In particular, when he was a grad student he came up with these Huffman codes, which are used in every MP3 player. Every device you use that uses any kind of compression has Huffman codes in it. Super cool from the '60s.
But he also did a lot of curve crease origami, curve crease folding. And over the last couple of years, we've been working with his family, so his wife and two daughters, Linda and Elise. And this is me, that's Marty, and this is Duks Koschitz, who many of you know is a PhD student in architecture. And we were visiting there back in May in particular.
And what we're doing is taking his work, which is all in their houses and almost no one has seen, and figuring out how he made them. What is the underlying mathematics? What are the crease patterns that make it possible? And then recreating them to check that we did it right.
So what I have here are just a few examples of our recreations so far. So these are not the original models, but they look just like the original models, made out of the same material and more or less the same way.
Although we do it a little more high-tech than he did because we want to draw perfect computational diagrams in CAD, and then reproduce them exactly on the paper with no reproduction errors. So we use fancy robotically-controlled devices to do that. So there's some fun curve creases. You get some really nice shadow patterns. All of those are circular arcs, all the creases.
Here are some more. These are actually parabolic arcs and some straight creases in between. Get some cool 3D relief effect. These are like tessellations like Tom Hull was talking about but with curve creases.
This is pretty awesome. Here the creases are quite complicated to figure out. But what's happening is you're taking a cone like this and pleating it back and forth but with different angles, and so the whole thing twists. We have a physical one of these in our offices. But this is the 3D model of what's going on.
Here's some particularly awesome crease patterns. David Huffman made a whole variety of these. These are just a couple of examples. Got some crazy circular arcs. You've got some-- I guess these are also circular arcs and some straight segments.
And then you wrap this around to make a cylinder, and you get this. That one-- there's a bunch of photos of the original David Huffman model on the web if you Google around. Not looking exactly like that, but there's a whole variety.
Here's another one, a bit of a maybe surprise what it looks like. Most of the center just gets eaten away from these creases. Here the creases are elliptical, and you get something like that. So there's some hidden structure beneath.
I think just one more example. This is probably the most coolest puzzle. You say, well, you float along these parabolas, just one valley and one mountain. But you fold them a lot, you get that. And Huffman composed these to make various kinds of tubes and really cool things.

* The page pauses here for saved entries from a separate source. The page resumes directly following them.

PR #13, opened 2026-04-24
fix: Fix bugs in init-github-action

1u1m1a:
Fixes `init-github-action` 
* Install scrapi via pip install cxas-scrapi
* Use dash-case for CLI invocations


kmaphoenix (approved):
LGTM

So this is work in progress. Just wanted to give you a sample. There's a paper about this which shows more examples. But our goal is to recreate all or most of them and document how he did it and figure out how he designed these models. He had mathematical tools to do this, and we're still figuring out what they are. The hope is it will lead to more great mathematics and art about curve creases.
And that is it. This is my last lecture. Next class we have-- or next three classes we have a whole bunch of student presentations. Please come. There will be lots of awesome things there. Send me your slides ahead of time, and you'll have 10 minutes to do it, to give a talk.
And then the last lecture, Wednesday two weeks from now, is Tomohiro Tachi. And thanks very much. It's been a lot of fun doing this class and having you all as students.